Then I started looking at other less expensive chisels but the general consensus seemed to be that all the cheaper chisels come dull and are made from cheaper steel, and you frequently have to spend hours sharpening them. Supposedly all these people who have used a premium chisel or hand plane can tell a difference the first time they hold it, and it does such a better job than whatever less expensive tool they started out with. To paraphrase some of what I read/heard, you can't get the cheaper chisels sharp enough and they don't hold an edge, so you'll never like using them. But on the other hand, the "premium" brands can be used right out of the box, they're better balanced (so easier to use), and if you've ever used a lesser brand, you'll kick yourself for not buying the premium one from the start.

And to add on top of all that, there's all this talk about needing 3 or 4 grits of sharpening stones, plus having to flatten the stones themselves with a diamond plate on top of a thick piece of glass on top of a 1/2" slab of granite. Yikes!! Maybe at this point I'm mixing up two different sharpening methods. Back when I first started thinking of getting into woodworking I thought I'd buy a $20 set of chisels and a $20 bench plane and a $100 table saw, and sharpen all my tools and my lawnmower blade in 20 minutes my $50 grinder.
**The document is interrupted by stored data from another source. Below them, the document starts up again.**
PR #1318, opened 2022-04-22
GDPR banner

### LINKED ISSUE #1317: Coockie-Banner
An optional coockie banner for data transfer to a third country on the onboarding page for Contributor.

tillprochaska:
This adds a banner/modal that displays a short note on the data processing 100eyes does and links to the privacy policy. The modal is only displayed on the first visit. The modal has to be enabled via the `ONBOARDING_DISPLAY_GDPR_MODAL` env variable. By default, it is disabled.

This is what it looks like on desktop and mobile devices:

| Desktop | Mobile |
| - | - |
| Desktop | Mobile

Close #1317


tillprochaska:
@phoeinx @roschaefer Please note that when reviewing, you might have to build assets yourself -- the dev setup seems to be broken and currently does not build assets automatically. I’ll put in a PR later, in the meantime, just execute the following:

```
docker-compose exec app bash
npm run build
```

app/components/modal/modal.js
```diff
@@ -0,0 +1,10 @@
+import { Controller } from '@hotwired/stimulus';
+import polyfill from 'dialog-polyfill';
+
+const STORAGE_KEY = 'gdpr_modal_state';
+
```
phoeinx, line 5:
```suggestion
```

phoeinx: Probably a leftover definition, pretty sure it's not needed here.

phoeinx (approved):
👍

Issue #450, opened 2020-10-26
Add file upload for onboarding hero image and project logo


tillprochaska:
Currently, in order to set the hero image and project logo on the onboarding pages, those image assets need to be hosted separately as the settings UI requires an url.

This means that in order to change the hero image or logo, editors need to have their own web space, upload the assets, copy the urls, and finally enter the urls in the settings UI.

This is complicated (although probably not a deal breaker) and might lead to errors (e.g. due to content security policies, non-HTTPS urls, …) and privacy concerns (editors might not be aware what it means to include resources from a third party).

PR #1323, opened 2022-04-25
feat: upload onboarding logo+header

### LINKED ISSUE #1143: store images on instance
as editor
i want to upload and store image data in myy system instead of uploading images anywhere and use links in order to set up my system easily..

roschaefer:
These TODOs are not implemented yet:

* ~Clean up existing blobs when uploading a new onboarding hero image or onboarding logo.~
* Make it possible to remove a blob and the corresponding `Setting` url altogether.

However, would say let's create a tracking issue for these two issues and make this ready for review.

The new component `setting_file` is now tightly coupled to the controller implementation - that's why I created a feature spec.

close #1143 #450


tillprochaska:
I’ll take a closer look later today, two things that already came to my mind:

* Will we migrate existing images manually? (I guess this would be fine, but I wanted to make sure that we communicate this explicitly before merging.)
* Could we store the blob ID (or similar) instead of the path on disk so that we can instantiate an ActiveStorage record from the setting? I think we’d run into problems/would need to manually migrate settings if we’d want to change the ActiveStorage driver/config, e.g. if we wanted to migrate to a managed object storage service. Also, it would be nice if we could use ActiveStorage’s built-in support for image transformations. (Users tend to upload images with inefficient encoding/suboptimal dimensions and it would be great if we could automatically generate optimized image variants.)

tillprochaska:
I have also quickly prototyped a UI for the image/file upload that would provide an enhanced UX:

image

image

drjakob:
I agree with Robert: let the cleanup be done later.
I think the simple UX should do asproposed by @tillprochaska . The instructions which file types are allowed and which size is recommended remain, right?

tillprochaska:
> The instructions which file types are allowed and which size is recommended remain, right?

The instruction will stay the same for now. In a separate step, we could introduce automatic image transformations/optimisations, so that editors do not have to worry about uploading images with specific dimensions/in a specific file format.

roschaefer:
@tillprochaska please re-review

spec/models/setting_spec.rb
```diff
@@ -0,0 +1,55 @@
...
+
+RSpec.describe Setting, type: :model do
+  let(:uploaded_file) { fixture_file_upload('profile_picture.jpg') }
+  let(:blob) { ActiveStorage::Blob.create_and_upload!(io: uploaded_file, filename: uploaded_file.original_filename) }
+  subject { Setting }
+
+  %i[onboarding_logo onboarding_hero].each do |getter|
+    setter = "#{getter}="
+    blob_id_getter = "#{getter}_blob_id"
+    blob_id_setter = "#{getter}_blob_id="
```
roschaefer, line 13: Too much complexity for a test? :thinking:

FrauCsu: @phoeinx Can you review today? If not, maybe @tillprochaska ?

tillprochaska:
Ich habe schon mal kurz drauf geschaut, weiß aber nicht, ob ich heute in Ruhe Zeit finde. Ich versuch’s!

spec/models/setting_spec.rb
phoeinx: Today I won't make it, but if Till doesn't find time today, I'll try tomorrow.

tillprochaska:
Hi @roschaefer, sorry it took so long to do the final review. I have a few suggestions that I added to this PR directly in order to start working on #1334. I tried to explain the reasoning for all the changes, and would be interested to hear if they make sense for you as well.

spec/models/setting_spec.rb
tillprochaska: > Too much complexity for a test? 🤔

Using loops in test cases always feels a bit like this and I guess it would be a little easier to follow if the expectations were simply duplicated for `onboarding_logo` and `onboarding_hero`, but I’m fine with the current solution as well.

spec/requests/settings_request_spec.rb
```diff
@@ -15,15 +15,15 @@
     describe '`settting` params' do
       let(:params) { { setting: { project_name: 'Shiny new project' } } }
 
-      it { should change { Setting.project_name }.to('Shiny new project') }
+      it { will change { Setting.project_name }.to('Shiny new project') }
```
tillprochaska, line 18: Hmm, in this case, I don’t really see how "It will change…" is easier to understand than "It should change…"?

spec/models/setting_spec.rb
```diff
@@ -24,11 +24,11 @@
     describe setter do
       subject { -> { Setting.send(setter, blob) } }
       it "sets #{getter}" do
-        it_should change { Setting.send(getter) }.from(nil).to(blob)
+        will change { Setting.send(getter) }.from(nil).to(blob)
```
tillprochaska, line 27: I don’t really see how using `will` reads more natural in this case? What’s the reason against the default `expect` style that we use in other places?

```suggestion
        expect(subject.call).to change { Setting.send(getter) }.from(nil).to(blob)
```

spec/requests/settings_request_spec.rb
roschaefer: That fixes a deprecation warning in newer versions of rspec

tillprochaska (approved):

PR #1324, opened 2022-04-25
Fix gdpr modal defaults

tillprochaska:


ansible/roles/installation/tasks/main.yml
```diff
@@ -47,7 +47,7 @@
     SIGNAL_SERVER_PHONE_NUMBER: "{{ rails.signal.server_phone_number | default('') }}"
     SIGNAL_MONITORING_URL: "{{ rails.signal.monitoring_url | default('') }}"
     SENTRY_DSN: "{{ rails.sentry.dsn }}"
-    ONBOARDING_SHOW_GDPR_MODAL: "{{ rails.onboarding.show_gdpr_modal }}"
+    ONBOARDING_SHOW_GDPR_MODAL: "{{ rails.onboarding.show_gdpr_modal | default('') | string | lower }}"
```
phoeinx, line 50: Why did you add the string filter here? Makes sense as a defensive precaution, too, but I was wondering if there is a specific case you were thinking about.

phoeinx (approved):

ansible/roles/installation/tasks/main.yml
tillprochaska: `show_gdpr_modal` can be a boolean. I didn’t check if calling the `lower` filter on a boolean value might work (without explicitly converting it to a string first), but anyway, I think it’s better to cast values explicitly.

tillprochaska: So I guess we could do without the explicit conversion as it seems that `lower` will convert the value to a string if it isn’t already (using the `soft_str` method).

https://github.com/pallets/jinja/blob/main/src/jinja2/filters.py#L218

phoeinx: Makes sense! Thanks for the explanation and yeah, I think it's ok (and more stable) to do an explicit cast

PR #1325, opened 2022-04-25
Fix watch mode for npm `build:**` scripts

tillprochaska:
I think this broke when replacing yarn with npm. Unlike yarn, npm requires additional command line options for npm scripts to be separated with a double dash (`--`):

```
yarn build:css --watch
npm run build:css -- --watch
```

https://docs.npmjs.com/cli/v8/commands/npm-run-script

I have also changed the `build` script to run in default mode and added a new `dev` script that runs esbuild and postcss in watch mode as I think most people wouldn’t expect a default `build` script to run in watch mode.

### DIFF
--- a/docker-compose.override.yml
+++ b/docker-compose.override.yml
@@ -29,7 +29,7 @@ services:
       - 3035:3035
 
   assets:
-    command: npm run build
+    command: npm run dev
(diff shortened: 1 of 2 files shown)


roschaefer (approved):
:+1:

But now I'm thinking that was pretty unrealistic.


----------



## funchuck

I use a set of Ashley Iles chisels. They have very good balance and aren't too expensive. I really like them.

Before the Ashley Iles, I had the Pinnacle brand chisels from Woodcraft. They really sucked. The edge would curl up after a few cuts and I thought I just had to grind away 1/8" from the tip to get to the good stuff, but the edge still curls. The reason I'm saying this is that cheap chisels are not worth it. Buy something nice.
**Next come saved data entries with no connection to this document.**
PR #1326, opened 2022-04-29
1315 request personalization

### LINKED ISSUE #1315: Individualized address in requests: Hello, (name)
As an editor
I would like to be able to address all my contributors by their name when sending out requests. Therefore I need to be able to use a button to individualize requests, displaying e.g. "Hallo ((VORNAME))"

tillprochaska:
**To do:**
- [x] Refactor server-side placeholder replacement

**Potential enhancements:**
- [ ] Add button/dropdown to insert placeholder
- [ ] Support additional placeholders
- [x] Highlight placeholders on `requests#show`
- [ ] Highlight incorrect placeholder markup / display warning
- [ ] Translate placeholders (e.g. allow `{{VORNAME}}` instead of `{{FIRST_NAME}}`)
- [ ] Use single braces for placeholders

https://user-images.githubusercontent.com/1512805/165991589-5c0f19ac-0737-46d9-9045-74ae13a3ee30.mp4

Close #1315

### DIFF
--- a/app/components/plaintext_message/plaintext_message.html.erb
+++ b/app/components/plaintext_message/plaintext_message.html.erb
@@ -1,1 +1,1 @@
-<div <%= attrs %>><%= rendered if !empty? %></div>
+<div <%= attrs %>><%= rendered.html_safe if !empty? %></div>
--- a/app/components/textarea/textarea.html.erb
+++ b/app/components/textarea/textarea.html.erb
@@ -1,5 +1,21 @@
-<div <%= attrs.slice(:class) %>>
-  <textarea <%= attrs.except(:class).merge(class: 'Textarea-input') %>><%= value %></textarea>
+<div
+  <%= attrs.slice(:class) %>
+  data-controller="textarea"
+  data-action="input->textarea#resize input->textarea#highlightPlaceholders"
+>
+  <div class="Textarea-wrapper">
+    <textarea
+      class="Textarea-input"
+      data-textarea-target="input"
+      <%= attrs.except(:class) %>
+    ><%= value %></textarea>
+
+    <div
+      class="Textarea-highlights"
+      data-textarea-target="highlights"
+      aria-hidden="true"
+    ></div>
+  </div>
 
   <% if show_emoji_picker_hint? && emoji_picker_supported? %>
     <p class="Textarea-emojiPickerHint text-small text-light">
--- a/app/components/textarea/textarea.html.erb
+++ b/app/components/textarea/textarea.html.erb
@@ -10,11 +10,13 @@
       <%= attrs.except(:class) %>
     ><%= value %></textarea>
 
-    <div
-      class="Textarea-highlights"
-      data-textarea-target="highlights"
-      aria-hidden="true"
-    ></div>
+    <% if highlight_placeholders? %>
+      <div
+        class="Textarea-highlights"
+        data-textarea-target="highlights"
+        aria-hidden="true"
+      ></div>
+    <% end %>
   </div>
 
   <% if show_emoji_picker_hint? && emoji_picker_supported? %>
--- a/app/components/textarea/textarea.html.erb
+++ b/app/components/textarea/textarea.html.erb
@@ -4,12 +4,6 @@
   data-action="input->textarea#resize input->textarea#highlightPlaceholders"
 >
   <div class="Textarea-wrapper">
-    <textarea
-      class="Textarea-input"
-      data-textarea-target="input"
-      <%= attrs.except(:class) %>
-    ><%= value %></textarea>
-
     <% if highlight_placeholders? %>
       <div
         class="Textarea-highlights"
@@ -17,6 +11,12 @@
         aria-hidden="true"
       ></div>
     <% end %>
+
+    <textarea
+      class="Textarea-input"
+      data-textarea-target="input"
+      <%= attrs.except(:class) %>
+    ><%= value %></textarea>
   </div>
 
   <% if show_emoji_picker_hint? && emoji_picker_supported? %>
--- a/spec/features/requests/personalization_spec.rb
+++ b/spec/features/requests/personalization_spec.rb
@@ -1,0 +1,29 @@
+# frozen_string_literal: true
+
+require 'rails_helper'
+
+RSpec.feature 'Request personalization', type: :feature do
+  let(:user) { create(:user) }
+
+  context 'given two contributors'
+  before(:each) do
+    # `broadcast!` is stubbed in tests
+    allow(Request).to receive(:broadcast!).and_call_original
+
+    create(:contributor, first_name: 'Adam', last_name: 'Apfel', email: 'adam@example.org')
+    create(:contributor, first_name: 'Zora', last_name: 'Zimmermann', email: 'zora@example.org')
+  end
+
+  scenario 'sending a request with placeholders' do
+    visit new_request_path(as: user)
+
+    fill_in 'Interner Titel', with: 'Personalizes request'
+    fill_in 'Was möchtest du wissen?', with: 'Hi {{FIRST_NAME}}, how are you?'
+
+    click_button 'Frage an die Community senden'
+
+    # TODO: This isn't really what you'd do in a feature test. However, it's an easy to
+    # understand solution, given that we don't display broadcasted messages in the UI
+    expect(Message.pluck(:text)).to contain_exactly('Hi Adam, how are you?', 'Hi Zora, how are you?')
+  end
+end
--- a/app/assets/javascript/helpers/replace-placeholder.js
+++ b/app/assets/javascript/helpers/replace-placeholder.js
@@ -1,0 +1,4 @@
+export default function (text, placeholder, replacement) {
+  const regex = new RegExp(`({{\s*${placeholder}\s*}})`, 'ig');
+  return text.replace(regex, replacement);
+}
--- a/app/components/placeholder/placeholder.css
+++ b/app/components/placeholder/placeholder.css
@@ -1,15 +1,5 @@
 .Placeholder {
-  padding: 0.25em;
+  background-color: var(--color-blue-lightest);
   border-radius: var(--border-radius);
-  font-weight: 500;
-  color: var(--color-text-light);
-  background-color: rgba(0, 0, 0, 0.05);
-}
-
-.Placeholder::before {
-  content: '{{';
-}
-
-.Placeholder::after {
-  content: '}}';
+  color: var(--color-blue);
 }
--- a/app/components/plaintext_message/plaintext_message.rb
+++ b/app/components/plaintext_message/plaintext_message.rb
@@ -2,22 +2,31 @@
 
 module PlaintextMessage
   class PlaintextMessage < ApplicationComponent
-    def initialize(message: nil, **)
+    def initialize(message: nil, highlight_placeholders: false, **)
       super
 
       @message = message
+      @highlight_placeholders = highlight_placeholders
     end
 
     private
 
-    attr_reader :message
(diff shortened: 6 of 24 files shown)


app/components/textarea/textarea.html.erb
```diff
@@ -1,5 +1,23 @@
-<div <%= attrs.slice(:class) %>>
```
tillprochaska, line 1: The `Textarea` component is larger and more complex over time, including many features that might not be needed in all cases, for example:

* Autosizing depending on the length of the content
* Displaying shortcut hints
* Highlighting placeholders

I’m not sure if it’s a good idea to keep adding functionality to this component. On the other hand, it seemed to be the simplest solution to implement this.

drjakob:
Please review!

spec/features/requests/personalization_spec.rb
```diff
@@ -0,0 +1,29 @@
...
+    visit new_request_path(as: user)
+
+    fill_in 'Interner Titel', with: 'Personalizes request'
+    fill_in 'Was möchtest du wissen?', with: 'Hi {{FIRST_NAME}}, how are you?'
+
+    click_button 'Frage an die Community senden'
+
+    # TODO: This isn't really what you'd do in a feature test. However, it's an easy to
+    # understand solution, given that we don't display broadcasted messages in the UI
+    expect(Message.pluck(:text)).to contain_exactly('Hi Adam, how are you?', 'Hi Zora, how are you?')
```
mattwr18, line 27: I sympathize with this cause it's actually not easy for us to run e2e tests. Maybe, we could make these contributors threema/telegram/signal contributors and stub out the external service and expect they get called with the text we expect?

That would actually be one step further down the flow.
Also, can we make this a system spec instead of a feature spec? We talked about this after you wrote this, I guess.

app/components/plaintext_message/plaintext_message.html.erb
```diff
@@ -1 +1 @@
-<div <%= attrs %>><%= rendered if !empty? %></div>
+<div <%= attrs %>><%= rendered.html_safe if !empty? %></div>
```
mattwr18, line 1: Let's favor semantic HTML?

`rendered` is not HTML, from what I can tell, so this is not a wrapper div for some combination of allowed HTML tags, correct? If it is plain text, as is stored in `request.text`, then I guess the most semantic tag to use would be a `<p>`.

From [MDN docs on %div usage](https://developer.mozilla.org/en-US/docs/Web/HTML/Element/div#usage_notes):

> The %div element should be used only when no other semantic element (such as [%article](https://developer.mozilla.org/en-US/docs/Web/HTML/Element/article) or [%nav](https://developer.mozilla.org/en-US/docs/Web/HTML/Element/nav)) is appropriate.

Whereas [MDN docs on %p](https://developer.mozilla.org/en-US/docs/Web/HTML/Element/p):

> The %p [HTML](https://developer.mozilla.org/en-US/docs/Web/HTML) element represents a paragraph.

Since, we don't use an editor, there is always the possibility that the editor adds several paragraphs, instead of one, but it is still more semantic than a `<div>` tag.

mattwr18 (commented):
I have a few thoughts on this PR @tillprochaska ... See my comment :point_down: about the "feature" spec.

How is removing the hints part of this issue? It seems unrelated, which means I think it would be better as a separate issue/PR or if you could explain why we are removing them in relation to this ticket.

I saw several places where the `{{FIRST_NAME}}` placeholder is not replaced and is confusing. I can see that the message sent out did include the personalized text, but from the web UI, I could not. See screenshots :point_down:  

Also, we save the placeholder in the `Request.pluck(:text)`, and only replace the placeholder in the `Message`, is that intended?

As far as the improvements, I think that adding a button to add the placeholder might be a requirement before deploying to production. I think it would be much worse to send out a request with `{FIRST_NAME}}` than sending a generic one, so I'm concerned with user errors and not really having any validations that would prevent this. 

Screenshot from 2022-07-11 11-36-41
Screenshot from 2022-07-11 11-36-03
Screenshot from 2022-07-11 11-35-25

tillprochaska:
> How is removing the hints part of this issue? It seems unrelated, which means I think it would be better as a separate issue/PR or if you could explain why we are removing them in relation to this ticket.

I could have done it in a separate PR, but it would have likely created lots of merge conflicts and thus more work.

tillprochaska:
> Also, we save the placeholder in the Request.pluck(:text), and only replace the placeholder in the Message, is that intended?

Yes, that is intended, for two reasons:

1. Requests are associated to more than one contributor, thus it’s impossible to replace the placeholder with a concrete value.
2. Requests are stored as created/edited by an editor. Messages store the actual text that is sent to contributors. Storing the "raw" text for the request will allow us to implement other features in the future, e.g. creating draft or scheduled requests that can be created and edited later.

app/components/plaintext_message/plaintext_message.html.erb
tillprochaska: > rendered is not HTML, from what I can tell, so this is not a wrapper div for some combination of allowed HTML tags, correct?

It is! It will contain a `<p>` tag for every paragraph in the request text. For example, if you had a request like this:

```
Lorem ipsum dolor sit amet, consectetuer adipiscing elit. Aenean commodo ligula eget dolor. Aenean massa.

Cum sociis natoque penatibus et magnis dis parturient montes, nascetur ridiculus mus. Donec quam felis, ultricies nec, pellentesque eu, pretium quis, sem.
```

It would be rendered like this:

```
<p>Lorem ipsum dolor sit amet, consectetuer adipiscing elit. Aenean commodo ligula eget dolor. Aenean massa.</p>

<p>Cum sociis natoque penatibus et magnis dis parturient montes, nascetur ridiculus mus. Donec quam felis, ultricies nec, pellentesque eu, pretium quis, sem.</p>
```

Relevant part in the code base: https://github.com/tactilenews/100eyes/blob/main/app/components/plaintext_message/plaintext_message.rb#L20

spec/features/requests/personalization_spec.rb
tillprochaska: > I sympathize with this cause it's actually not easy for us to run e2e tests. Maybe, we could make these contributors threema/telegram/signal contributors and stub out the external service and expect they get called with the text we expect?

Sounds sensible, I’ll look into it and see if I can get it working within a reasonable amount of time.

> Also, can we make this a system spec instead of a feature spec? We talked about this after you wrote this, I guess.

As I said previously, I’m open to migrating from feature specs to system specs. However, I’d prefer to do that consistently instead of having a mix of both scattered across different directories. Also, I think it would be good to make sure we can run them in an actual headless browser as there isn’t much of a difference apart from that, right?

tillprochaska:
> I saw several places where the {{FIRST_NAME}} placeholder is not replaced and is confusing. I can see that the message sent out did include the personalized text, but from the web UI, I could not. See screenshots 👇

Did you make sure that the CSS and JS assets are built in your dev setup? Based on the screenshots you shared, I think this might be the issue. I just tried the exact same message and it works fine for me. 

image

spec/features/requests/personalization_spec.rb
mattwr18: > As I said previously, I’m open to migrating from feature specs to system specs. However, I’d prefer to do that consistently instead of having a mix of both scattered across different directories.

I agree that we should be consistent, but we also have finite resources and prioritization to consider. What I've done on a few teams in the past is that when we agree that we should change some established pattern, we hold each other accountable for new code so that we don't make migrating tasks bigger in the future. We then agree to carry out a reasonable amount of refactoring when we need to touch a file anyways. The hard part is finding the time to refactor all code, but in this case it's not much.

> Also, I think it would be good to make sure we can run them in an actual headless browser as there isn’t much of a difference apart from that, right?

I have a working example of running the tests with `selenium_chrome_headless` in https://github.com/tactilenews/100eyes/pull/1412. I guess this has a higher likelihood of getting merged first, so maybe we could just run them with `rack_test` till #1412 gets merged?

app/components/plaintext_message/plaintext_message.html.erb
mattwr18: Right, we use [simple_format](https://apidock.com/rails/v6.1.3.1/ActionView/Helpers/TextHelper/simple_format), I saw that, but forgot what it did.

mattwr18:
> I could have done it in a separate PR, but it would have likely created lots of merge conflicts and thus more work.

I don't like this as an argument for making unrelated changes. I would like to understand what motivates changes to the code base for our future selves. When we arbitrarily make changes without context, it makes it harder to maintain in the future.

I think an issue explaining why we want to remove hints would be appropriate. I am unaware of the motive and how we decided it should even be done.

mattwr18:
> Yes, that is intended, for two reasons:
> 
>     1. Requests are associated to more than one contributor, thus it’s impossible to replace the placeholder with a concrete value.
> 
>     2. Requests are stored as created/edited by an editor. Messages store the actual text that is sent to contributors. Storing the "raw" text for the request will allow us to implement other features in the future, e.g. creating draft or scheduled requests that can be created and edited later.

Great! Thanks for the explanation, which makes total sense

mattwr18:
> Did you make sure that the CSS and JS assets are built in your dev setup? Based on the screenshots you shared, I think this might be the issue. I just tried the exact same message and it works fine for me.

That sounds exactly like what happened. I did not spin up docker, but was just running the rails server. I'll test it out again, but I guess that must have been it.

tillprochaska:
>  I would like to understand what motivates changes to the code base for our future selves. When we arbitrarily make changes without context, it makes it harder to maintain in the future.

Just to be sure, have you seen the commit message? I try to put relevant information into commit messages for exactly that reasons - makes it easy to retrieve that info again in the future using `git blame`.

https://github.com/tactilenews/100eyes/pull/1326/commits/6acdecff4091c6290a71be6c50a0e29741bbb961

mattwr18:
> Just to be sure, have you seen the commit message? I try to put relevant information into commit messages for exactly that reasons - makes it easy to retrieve that info again in the future using git blame.

No, actually I haven't seen that commit message. I guess different developers look for this information in different ways. You wrote:

> We introduced a feature to append text blocks/canned messages (for some reason named “hints) to requests, but later found out that we didn’t have a good use case for it. We already removed it from the UI some time ago. I’m removing the backend implementation/specs now as well, because it’s unlikely we’ll need this feature again.

> We have considered adding a new feature that allows editors to quickly reply using canned replys/text blocks, but that would likely be implemented differently.

> Close https://github.com/tactilenews/100eyes/issues/389

When you say we removed it from the UI, could you link to the commit that removed it? I can see that this doesn't just remove backend implementation as we are removing code from the components themselves and also translated messages. 

It's great to know there is an actual issue that it's linked to and closes. Though, I would prefer to have the description of why we want a change to appear in the issue itself. 

In general, I don't have a problem with a PR closing more than one issue. Even though, it's not clear to me why you decided it should be closed in this PR or how it would cause merge conflicts/extra work, at least the having an explanation and issue linked to it conditions have been met.

tillprochaska:
> When you say we removed it from the UI, could you link to the commit that removed it? I can see that this doesn't just remove backend implementation as we are removing code from the components themselves and also translated messages.

Here is the PR that removed hints from the UI: https://github.com/tactilenews/100eyes/pull/189

mattwr18 (approved):
Ok, I double-checked that the issue was indeed the CSS and JS assets not being built. When running things with docker compose and all services running, the previews indeed work as expected and I was able to see the placeholder highlighting as well, which was a nice touch.

I still have concerns about the button not being part of v1, but talking to @FrauCsu, she asked that I prioritize that since it shouldn't be much work to add it and should help prevent some embarrasing messages being delivered because of incorrect synatx/placeholder text.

Also, to keep the chisels sharp, I use a leather strop and some green honing compound. It's really easy to keep any edge tool sharp with it. Just strop the tool every once in a while and you'll hardly have to use sharpening stones.

Personally, if I had to choose between LN and Veritas chisels, I would be stuck too. I've never used them, but I'm sure you'd be happy either way. I think the LN chisels look better, but the Veritas metal seems to be better. I guess if it were me, I'd choose the cheaper one


----------



## intelligen

Loren, John, and Charles, thanks for the pointers.

As far as hack or artisan, I like to think I'm not a hack but I don't think I'm worthy of being called an artisan.  I'd rather do things the right way and a lot of the time I'm probably excessively picky, but my patience does have its limits and at some point of diminishing returns I get bored with a project and am ready to call it done so I can move onto something else. At least then it feels like I'm making progress again.


----------



## Loren

Ugh, Rob.

Ok. You gotta learn to sharpen and have some gear to do it
to do fine work, period. I'm talking furniture joinery.

I have tried a cheap $2 China chisel and it was junk but 
everything I've sharpened and used over $5-$8 per chisel
could take a fine edge and pare adequately.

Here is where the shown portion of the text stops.